Das Journal der Moden und des Luxus, zur damaligen Zeit einer der „Bestseller“ unter den Periodika, berichtete mehrfach „Ueber die neueingerichteten Bäder zu Sagard, auf der Insel Rügen“: Die Quartiere seien fast alle erträglich, die Bewohner freundlich, gefällig und bescheiden, die Wirtshäuser leidlich, „so auch das Essen“. Alles sei noch ziemlich wohlfeil, jedenfalls wohlfeiler als in anderen Badeorten. „Der Ton in Sagard ist der geselligste, ungezwungenste, den man sich wünschen kann. Niemand beträgt sich dort ungesittet, und Niemand sondert sich ab. Alles athmet den gemeinschaftlichen Frohsinn.“ Das Journal zeigte sich zunächst recht optimistisch, was die Entwicklung des Gesundbrunnens betraf. So habe sich das aufmerksame Auge des „so gnädigen Königes Gustavs des 4ten Adolphs“ auf die Anlage gerichtet, was eventuell zu ihrer Verbesserung und Erweiterung beitragen könnte. Aber schon im Dezember 1805 muss das Blatt feststellen, dass die Brunnenanlage im Sommer nicht sehr gut besucht war. Schlechtes Wetter, das Verbot, Pferde vom Festland auf die Insel zu transportieren, aber auch Ignoranz gegenüber den Naturschönheiten von Jasmund werden als Ursachen genannt.
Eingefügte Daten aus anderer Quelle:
PR #552, opened 2025-04-14
Adding parsing of port numbers

sg3-141-592:
As part of doing #550 I noticed that port number parsing isn't working correctly. Currently the `nfs_parse_url` assumes that the rest of string is a port number after seeing a `:`. This doesn't work for cases where there is more to parse e.g. `nfs://localhost:8000/dir/file`.

https://github.com/sahlberg/libnfs/blob/fdba371a1c95167dd4f2924049683255721eda18/lib/libnfs.c#L434-L438

- `strcpy(strp + 1, strp + 3);` overlapping `strcpy` operations are technically undefined. I've switched it to `memmove`.

### DIFF
--- a/lib/libnfs.c
+++ b/lib/libnfs.c
@@ -375,8 +375,9 @@ static struct nfs_url *
 nfs_parse_url(struct nfs_context *nfs, const char *url, int dir, int incomplete)
 {
 	struct nfs_url *urls;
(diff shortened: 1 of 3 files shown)


sahlberg:
That is a good find. Thanks for also adding a test for it.

PR #557, opened 2025-05-22
Don't overwrite POLLERR error with less specific POLLHUP error

GlenWalker:
If connection fails both POLLERR and POLLHUP are triggered, but the error message from POLLERR is more useful as it includes the socket error number, while the error message from POLLHUP is very generic


sahlberg:
Merged. Thanks!

PR #562, opened 2025-06-21
Use correct buffer size of ZDR to avoid memory corruption

GlenWalker:
ZDR is being initialised with a buffer size that is 4 bytes larger than the buffer it is actually given (as the first 4 bytes have been used for IOV). This allows libnfs to write 4 bytes past the end of the buffer and cause memory corruption instead of returning an error.


sahlberg:
Merged, thanks!

PR #971, opened 2016-02-02
Add a link to app that uses Fresco

eldk:
Hello,

Should I Add a link out of Playstore ?

The main page of the app is there : http://www.opalesurfcasting.net/legislation/lamaille_-_une_application_android_pour_ne_pas_oublier_la_maille_article3004.html

Greatings,

Eric


tyronen:
So far we have used Play Store links for apps and site links for libraries. Unless there's a compelling reason not to, we'd rather keep it this way.

tyronen:
To save time we added it directly.

eldk:
Thank you.

PR #999, opened 2016-02-17
Update MultiPointerGestureDetector.java

levianye:
fix double tap zoom image bug


levianye:
it seems double tap to zoom image will shake so I fix it and it works well in my project

plamenko:
Hi! Thank you for your pull request. However, I do have a working double-tap to zoom in/out code and no changes are necessary to the gesture detectors. I will push the code to the github soon.

PR #1028, opened 2016-03-01
Create WrapContentDraweeView

Ilya-Gazman:
Added support for WRAP_CONTENT option. Tested in my app and it works pretty well, allows me to use both adjustViewBounds and WRAP_CONTENT.

The only problem is that it don't show a proper preview. Perhaps someone will be able to assist here.

### DIFF
--- a/drawee/src/main/java/com/facebook/drawee/view/WrapContentDraweeView
+++ b/drawee/src/main/java/com/facebook/drawee/view/WrapContentDraweeView
@@ -1,0 +1,125 @@
+package com.facebook.drawee.view;
+
+import android.content.Context;
+import android.content.res.Resources;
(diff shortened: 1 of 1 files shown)


Ilya-Gazman:
Oh, nice. 

Ok I signed up.

plamenko:
Thank you for the pull-request. However, this is something we deliberately decided not to do. Read [here](why) http://frescolib.org/docs/wrap-content.html#_. We will reconsider this decision, and if we decide to support `wrap_content`, this would have to be done on the `DraweeView` level for flexibility reasons. There are many custom views that extend `DraweeView` directly (instead of `SimpleDraweeView`) and we would need to support this for these other views too.

PR #1056, opened 2016-03-14
Add Vimeo to the list of orgs using Fresco

kevinzetterstrom:
Adding Vimeo to the list of organizations/apps that use Fresco


oprisnik:
Great, thank you very much!

Issue #1011, opened 2016-02-23
Allow to disable crossfade


AlexBlokh:
When crossfading `placeholder` and `downloaded image` - both images changes alpha channel from `0..1` and from `1..0` 
TransitionDrawable has an option `.setCrossFadeEnabled(boolean enabled);`
This option will lead to a smoother transition between `placeholder drawable (colour drawable)` and `downloaded drawable`
it should be done in `FadeDrawable.class`

aagnes:
I don't understand what you mean? Is that a question or a feature you want fresco library to have?

AlexBlokh:
![zqfl8](https://cloud.githubusercontent.com/assets/4045375/13280267/348ad4cc-dadd-11e5-9f66-a3e3d761138c.gif)
on the left - transition with crossfade, on the right - without

aagnes:
It would be great if you want to contribute and have a pull request after.

AlexBlokh:
got it

AlexBlokh:
spent half a day and still can't build the project :O

plamenko:
Instead of `placeholderImage`, sat the `backgroundImage` to black.

PR #1070, opened 2016-03-19
CrossFade disabling feature

AlexBlokh:
#1011 issue


drawee/src/main/java/com/facebook/drawee/generic/GenericDraweeHierarchyBuilder.java
```diff
@@ -373,7 +375,7 @@ public GenericDraweeHierarchyBuilder setOverlays(List<Drawable> overlays) {
    * @return modified instance of this builder
    */
   public GenericDraweeHierarchyBuilder setOverlay(Drawable overlay) {
-    mOverlays = Arrays.asList(overlay);
+    mOverlays = Collections.singletonList(overlay);
```
AlexBlokh: Suggested by the IDE

drawee/src/main/java/com/facebook/drawee/generic/GenericDraweeHierarchyBuilder.java
```diff
@@ -347,7 +349,7 @@ public GenericDraweeHierarchyBuilder setBackgrounds(List<Drawable> backgrounds)
    * @return modified instance of this builder
    */
   public GenericDraweeHierarchyBuilder setBackground(Drawable background) {
-    mBackgrounds = Arrays.asList(background);
+    mBackgrounds = Collections.singletonList(background);
```
AlexBlokh: Suggested by the IDE

plamenko: Unrelated change. Please make a separate pull request.

plamenko:
There are a couple of things going on here.
* FadeDrawable already supports independently fading each layer. Therefore, no changes are necessary to it.
* As for the GenericDraweeHierarchy changes, it is not clear what is the fading semantics with crossfade disabled.

Can you give us more context on what are you trying to achieve actually? If you do not wish placeholder to be faded out when fading to the actual image, you can set it as a background instead. That way it will stay faded in. We will be able to help once you provide more context on what behavior would you liek to achieve.

AlexBlokh:
As I mentioned in #1011 I want to achieve the same behaviour as TransitionDrawalbe.crossfadeEnabled(false).

When new image will be crossfaded in, the foreground one would become invisible, reducing overdrawing

I'll review the feedback and update the pull request

plamenko:
Thanks! I believe you can actually achieve what you want without any changes to Fresco. See my comment on the issue.

PR #1098, opened 2016-03-31
fix DecodeProducer & LocalFetchProducer

huangjunkun:
1. fix DecodeProducer encodeImage has no metedata；   
   leading to decode source(big) Bitmap Object .
2. improve LocalFetchProducer's logic.

### DIFF
--- a/imagepipeline/src/main/java/com/facebook/imagepipeline/producers/DecodeProducer.java
+++ b/imagepipeline/src/main/java/com/facebook/imagepipeline/producers/DecodeProducer.java
@@ -122,9 +122,6 @@ public class DecodeProducer implements Producer<CloseableReference<CloseableImag
               ImageRequest request = producerContext.getImageRequest();
               if (mDownsampleEnabledForNetwork ||
                   !UriUtil.isNetworkUri(request.getSourceUri())) {
-                if (!EncodedImage.isMetaDataAvailable(encodedImage)) {
-                  encodedImage.parseMetaData();
-                }
                 encodedImage.setSampleSize(DownsampleUtil.determineSampleSize(
                     request, encodedImage));
               }
--- a/imagepipeline/src/main/java/com/facebook/imagepipeline/producers/DecodeProducer.java
+++ b/imagepipeline/src/main/java/com/facebook/imagepipeline/producers/DecodeProducer.java
@@ -122,6 +122,9 @@ public class DecodeProducer implements Producer<CloseableReference<CloseableImag
               ImageRequest request = producerContext.getImageRequest();
               if (mDownsampleEnabledForNetwork ||
                   !UriUtil.isNetworkUri(request.getSourceUri())) {
+                if (!EncodedImage.isMetaDataAvailable(encodedImage)) {
+                  encodedImage.parseMetaData();
+                }
                 encodedImage.setSampleSize(DownsampleUtil.determineSampleSize(
                     request, encodedImage));
               }
--- a/imagepipeline/src/main/java/com/facebook/imagepipeline/producers/HttpUrlConnectionNetworkFetcher.java
+++ b/imagepipeline/src/main/java/com/facebook/imagepipeline/producers/HttpUrlConnectionNetworkFetcher.java
@@ -51,57 +51,57 @@ public class HttpUrlConnectionNetworkFetcher extends BaseNetworkFetcher<FetchSta
   @Override
   public void fetch(final FetchState fetchState, final Callback callback) {
     final Future<?> future = mExecutorService.submit(
-        new Runnable() {
-          @Override
-          public void run() {
-              HttpURLConnection connection = null;
-              Uri uri = fetchState.getUri();
-              String uriString = uri.toString();
-              InputStream is;
-              try {
-                  connection = createGetConnection(uriString);
-                  int redirectCount = 0;
-                  while (connection.getResponseCode() / 100 == 3 && redirectCount < MAX_REDIRECT_COUNT) {
-                      uriString = connection.getHeaderField("Location");
-                      connection.disconnect();
-                      connection = createGetConnection(uriString);
-                      ++redirectCount;
-                  }
-                  if (redirectCount > MAX_REDIRECT_COUNT) {
-                      callback.onFailure(new Exception("RedirectCount more than " + MAX_REDIRECT_COUNT));
-                      return;
-                  }
-                  is = connection.getInputStream();
-                  callback.onResponse(is, -1);//connection.getContentLength()
-              } catch (Exception e) {
-                  callback.onFailure(e);
-              } finally {
-                  if (connection != null) {
-                      connection.disconnect();
-                  }
-              }
-          }
-        });
-    fetchState.getContext().addCallbacks(
-        new BaseProducerContextCallbacks() {
-          @Override
-          public void onCancellationRequested() {
-            if (future.cancel(false)) {
-              callback.onCancellation();
+      new Runnable() {
+        @Override
+        public void run() {
+          HttpURLConnection connection = null;
+          Uri uri = fetchState.getUri();
+          String uriString = uri.toString();
+          InputStream is;
+          try {
+            connection = createGetConnection(uriString);
+            int redirectCount = 0;
+            while (connection.getResponseCode() / 100 == 3 && redirectCount < MAX_REDIRECT_COUNT) {
+              uriString = connection.getHeaderField("Location");
+              connection.disconnect();
+              connection = createGetConnection(uriString);
+              ++redirectCount;
+            }
+            if (redirectCount >= MAX_REDIRECT_COUNT) {
+              callback.onFailure(new Exception("RedirectCount more than " + MAX_REDIRECT_COUNT));
+              return;
+            }
+            is = connection.getInputStream();
+            callback.onResponse(is, -1);//connection.getContentLength()
+          } catch (Exception e) {
+            callback.onFailure(e);
+          } finally {
+            if (connection != null) {
+                connection.disconnect();
             }
           }
-        });
+        }
+      });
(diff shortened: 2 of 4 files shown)


imagepipeline/src/main/java/com/facebook/imagepipeline/producers/LocalFileFetchProducer.java
```diff
@@ -33,9 +34,9 @@ public LocalFileFetchProducer(
 
   @Override
   protected EncodedImage getEncodedImage(final ImageRequest imageRequest) throws IOException {
-    return getEncodedImage(
-        new FileInputStream(imageRequest.getSourceFile().toString()),
-        (int) imageRequest.getSourceFile().length());
+      File sourceFile = imageRequest.getSourceFile();
+      return getEncodedImage(sourceFile,
+              new FileInputStream(imageRequest.getSourceFile().getPath()), (int) sourceFile.length());
```
kirwan: You've still left a reference to `imageRequest.getSourceFile()`.

imagepipeline/src/main/java/com/facebook/imagepipeline/producers/DecodeProducer.java
```diff
@@ -122,6 +122,9 @@ public void run(EncodedImage encodedImage, boolean isLast) {
               ImageRequest request = producerContext.getImageRequest();
               if (mDownsampleEnabledForNetwork ||
                   !UriUtil.isNetworkUri(request.getSourceUri())) {
+                if (!EncodedImage.isMetaDataAvailable(encodedImage)) {
```
kirwan: This is currently done in `AddImageTransformMetaDataProducer` which is included in the producer sequence for local images so shouldn't be needed here.

huangjunkun: @kirwan 
AddImageTransformMetaDataProducer is too late possibly. 
DecodeProducer's encodedImage.setSampleSize may be invalid.
And this problem  is not always occur.

imagepipeline/src/main/java/com/facebook/imagepipeline/producers/LocalFileFetchProducer.java
huangjunkun: That has some problem？
I think it is OK.

huangjunkun:
Anybody go on doing code review  ? @facebook-github-bot

kirwan:
First, thanks for your PR. We really appreciate contributions from others.

It would help if you could explain what problem you're trying to fix though. I don't see a link to an issue this should resolve and you haven't explained the scenario where there is a problem without these changes.

Also, you've added some HTTP changes which don't relate to the title or description (and should probably be in a separate PR) and some of your changes are incorrectly formatted (in particular, we use two-space indents).

If you can explain the purpose of the changes we can better review them. It would particularly help if you could include an example `ImageRequest` and `ImagePipelineConfig` which benefit from this.

kirwan:
Also, have you signed our CLA? It looks like the Github Bot has not updated the PR to say you have.

imagepipeline/src/main/java/com/facebook/imagepipeline/producers/HttpUrlConnectionNetworkFetcher.java
```diff
@@ -47,37 +54,33 @@ public void fetch(final FetchState fetchState, final Callback callback) {
...
-                if (nextUriString == null || nextScheme.equals(scheme)) {
+                  connection = createGetConnection(uriString);
+                  int redirectCount = 0;
+                  while (connection.getResponseCode() / 100 == 3 && redirectCount < MAX_REDIRECT_COUNT) {
+                      uriString = connection.getHeaderField("Location");
+                      connection.disconnect();
+                      connection = createGetConnection(uriString);
+                      ++redirectCount;
+                  }
+                  if (redirectCount > MAX_REDIRECT_COUNT) {
```
duchuyctlk: How can `redirectCount` be larger than `MAX_REDIRECT_COUNT`? When `redirectCount` is equal to `MAX_REDIRECT_COUNT`, the statements inside `while` block will not be executed so its value will not increase.

facebook-github-bot-5:

imagepipeline/src/main/java/com/facebook/imagepipeline/producers/LocalFetchProducer.java
```diff
@@ -105,20 +105,35 @@ protected EncodedImage getByteBufferBackedEncodedImage(
...
-    long javaFree = Math.min(javaMax - javaUsed, 8 * ByteConstants.MB);
-    if (mDecodeFileDescriptorEnabledForKitKat && inputStream instanceof FileInputStream &&
-        javaMax >= 64 * javaFree) {
-      return getInputStreamBackedEncodedImage(new File(inputStream.toString()), length);
-    } else {
-      return getByteBufferBackedEncodedImage(inputStream, length);
+    private boolean isMemoryEnough() {
+        Runtime runTime = Runtime.getRuntime();
+        long javaMax = runTime.maxMemory();
+        long javaUsed = runTime.totalMemory() - runTime.freeMemory();
```
plamenko: These calls might be expensive. I would be very cautious with that.

imagepipeline/src/main/java/com/facebook/imagepipeline/producers/LocalFileFetchProducer.java
plamenko: It's just a coding style, since you already have `sourceFile = imageRequest.getSourceFile()`, you can just do `sourceFile.getPath()` instead of `imageRequest.getSourceFile().getPath()`.

imagepipeline/src/main/java/com/facebook/imagepipeline/producers/HttpUrlConnectionNetworkFetcher.java
plamenko: The problem is that the code above doesn't distinguish whether we exited the loop because we reached limit, or because we got a valid code.

imagepipeline/src/main/java/com/facebook/imagepipeline/producers/HttpUrlConnectionNetworkFetcher.java
```diff
@@ -47,37 +54,33 @@ public void fetch(final FetchState fetchState, final Callback callback) {
...
               InputStream is;
               try {
-                URL url = new URL(uriString);
-                connection = (HttpURLConnection) url.openConnection();
-                nextUriString = connection.getHeaderField("Location");
-                nextScheme = (nextUriString == null) ? null : Uri.parse(nextUriString).getScheme();
-                if (nextUriString == null || nextScheme.equals(scheme)) {
+                  connection = createGetConnection(uriString);
+                  int redirectCount = 0;
+                  while (connection.getResponseCode() / 100 == 3 && redirectCount < MAX_REDIRECT_COUNT) {
```
plamenko:
```
while (connection.getResponseCode() / 100 == 3 &&
    ++redirectCount <= MAX_REDIRECT_COUNT) {
  ...
}
```

Notice the preincrement in the check **after**  the status code check. Now after the loop one of those two things is true:
* redirectCount <= MAX_REDIRECT_COUNT  && code != 3xx
* redirectCount > MAX_REDIRECT_COUNT && code == 3xx

imagepipeline/src/main/java/com/facebook/imagepipeline/producers/HttpUrlConnectionNetworkFetcher.java
plamenko: And obviously, this needs a unit test

imagepipeline/src/main/java/com/facebook/imagepipeline/producers/HttpUrlConnectionNetworkFetcher.java
```diff
@@ -47,37 +54,33 @@ public void fetch(final FetchState fetchState, final Callback callback) {
...
               } catch (Exception e) {
-                callback.onFailure(e);
-                break;
+                  callback.onFailure(e);
               } finally {
-                if (connection != null) {
-                  connection.disconnect();
-                }
+                  if (connection != null) {
+                      connection.disconnect();
```
plamenko: Style: use 2 spaces and not tabs

plamenko:
It would be good to make two separate pull requests, one for LocalFetcher, the other for NetworkFetcher, as these two seems to be unrelated.

imagepipeline/src/main/java/com/facebook/imagepipeline/producers/HttpUrlConnectionNetworkFetcher.java
huangjunkun: OK 
Fix bug：if (redirectCount >= MAX_REDIRECT_COUNT)  { ... }

imagepipeline/src/main/java/com/facebook/imagepipeline/producers/LocalFetchProducer.java
huangjunkun: I think that is little optimizing.

facebook-github-bot-1:
@huangjunkun updated the pull request.

imagepipeline/src/main/java/com/facebook/imagepipeline/producers/DecodeProducer.java
huangjunkun: @kirwan  OK, you're right.I got it wrong.

facebook-github-bot-7:
@huangjunkun updated the pull request.

facebook-github-bot-4:
@huangjunkun updated the pull request.

PR #1124, opened 2016-04-17
Added support for synchronous disk cache check

chethann:
Added a support to check in disk cache synchronously. The call will block the caller thread. 
This is useful when you want to manually check if an image is present in disk cache inside a async callback, this prevents nesting of callbacks.

### DIFF
--- a/imagepipeline/src/main/java/com/facebook/imagepipeline/cache/BufferedDiskCache.java
+++ b/imagepipeline/src/main/java/com/facebook/imagepipeline/cache/BufferedDiskCache.java
@@ -125,6 +125,32 @@ public class BufferedDiskCache {
   }
 
   /**
+   * Performs disk cache check synchronously.
+   * @param key
+   * @return true if the key is found in disk cache else false
+   */
+  public boolean syncDiskCheck(final CacheKey key){
+    if(containsSync(key)){
+      return true;
+    }
+    EncodedImage result = mStagingArea.get(key);
+    if (result != null) {
+      result.close();
+      FLog.v(TAG, "Found image for %s in staging area", key.toString());
+      mImageCacheStatsTracker.onStagingAreaHit();
+      return true;
+    } else {
+      FLog.v(TAG, "Did not find image for %s in staging area", key.toString());
+      mImageCacheStatsTracker.onStagingAreaMiss();
+      try {
+        return mFileCache.hasKey(key);
+      } catch (Exception exception) {
+        return false;
+      }
+    }
+  }
+
+  /**
    * Performs key-value look up in disk cache. If value is not found in disk cache staging area
    * then disk cache read is scheduled on background thread. Any error manifests itself as
    * cache miss, i.e. the returned task resolves to null.
--- a/imagepipeline/src/main/java/com/facebook/imagepipeline/cache/BufferedDiskCache.java
+++ b/imagepipeline/src/main/java/com/facebook/imagepipeline/cache/BufferedDiskCache.java
@@ -116,7 +116,7 @@ public class BufferedDiskCache {
    * @return true if the key is found in disk cache else false
    */
   public boolean syncDiskCheck(final CacheKey key) {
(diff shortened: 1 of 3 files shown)


kirwan:
The change looks good but I have some small comments to add. Also, it would be great if you could add a unit test or two for the new methods.

imagepipeline/src/main/java/com/facebook/imagepipeline/cache/BufferedDiskCache.java
```diff
@@ -125,6 +125,32 @@ public Boolean call() throws Exception {
   }
 
   /**
+   * Performs disk cache check synchronously.
+   * @param key
+   * @return true if the key is found in disk cache else false
+   */
+  public boolean syncDiskCheck(final CacheKey key){
+    if(containsSync(key)){
```
kirwan: Space missing before opening bracket.

imagepipeline/src/main/java/com/facebook/imagepipeline/cache/BufferedDiskCache.java
```diff
@@ -125,6 +125,32 @@ public Boolean call() throws Exception {
...
+      return true;
+    }
+    EncodedImage result = mStagingArea.get(key);
```
kirwan: This looks exactly like the task content inside `containsAsync(CacheKey)` so it be great if you could change that to call this method rather than having the duplication.

imagepipeline/src/main/java/com/facebook/imagepipeline/core/ImagePipeline.java
```diff
@@ -391,6 +391,28 @@ public boolean isInBitmapMemoryCache(final ImageRequest imageRequest) {
 
   /**
    * Returns whether the image is stored in the disk cache.
+   * The check is made synchronously
```
kirwan: This doesn't look complete. The Javadoc of `isInDiskCacheSync(ImageRequest)` is more explicit about blocking the thread so please add the same or a similar clarification here.

imagepipeline/src/main/java/com/facebook/imagepipeline/core/ImagePipeline.java
```diff
@@ -391,6 +391,28 @@ public boolean isInBitmapMemoryCache(final ImageRequest imageRequest) {
...
+   * @param uri the uri for the image to be looked up.
+   * @return true if the image was found in the disk cache, false otherwise.
+   */
+  public boolean isInDiskCacheSync(final Uri uri) {
+    return isInDiskCacheSync(ImageRequest.fromUri(uri));
+  }
+
+  /**
+   * Performs disk cache check synchronously. It is not recommended to use this
+   * unless u know what exactly you are doing. Disk cache check is a costly operation,
```
kirwan: "u" -> "you"

chethann:
@kirwan I have made changes based on your comments. Please have a look!

imagepipeline/src/main/java/com/facebook/imagepipeline/cache/BufferedDiskCache.java
```diff
@@ -125,6 +111,18 @@ public Boolean call() throws Exception {
   }
 
   /**
+   * Performs disk cache check synchronously.
+   * @param key
+   * @return true if the key is found in disk cache else false
+   */
+  public boolean syncDiskCheck(final CacheKey key) {
+    if(containsSync(key)){
```
kirwan: You're still missing a space before the opening bracket. Otherwise this looks good to me.

chethann: My bad. Fixed it now

kirwan:
Thanks for this. We currently have an issue with out import script but this should be imported in the next few days.

kirwan:
@facebook-github-bot import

Auch habe das Volk auf Rügen gelernt, „einen höheren Werth auf seine Dienste zu legen: und die Fuhren, sowohl zu Wasser als auch zu Lande muß man theuer genug bezahlen“. Vor allem die Sassnitzer Fischer seien wohl der Meinung, dass es „Recht sey, die aus der Ferne kommenden Leute tüchtig bezahlen zu lassen“. Der unbekannte Verfasser des Artikels („R.“) versteigt sich sogar zu der Behauptung, „Ungefälligkeit und Habsucht scheint ein Charakterzug der Rügener zu sein […]“.
Etwa 1807 ging der Betrieb im Zusammenhang mit den Kriegsereignissen und der französischen Okkupation ein. Der 1818 vom bürgerlichen Pächter Bartels unternommene Versuch, den Kurbetrieb wieder zu beleben, musste wegen der Konkurrenz durch Putbus/Lauterbach scheitern. Ernst Boll, Universitätsprofessor, Privatgelehrter und Heimatforscher, schrieb 1858 ohne nähere Erläuterung, die Badeanstalt sei zwischen 1820 und 1830 „wegen theologischer Bedenken“ eingegangen und alle für sie gemachten Einrichtungen seien jetzt verschwunden.
Heute erinnern nur noch der Name „Brunnenaue“, die Grabstätte von Pastor Willich an der Kirche sowie die „Historische Parkanlage Brunnenaue“ an die ehemalige „Brunnen-, Bade- und Vergnügungsanstalt“.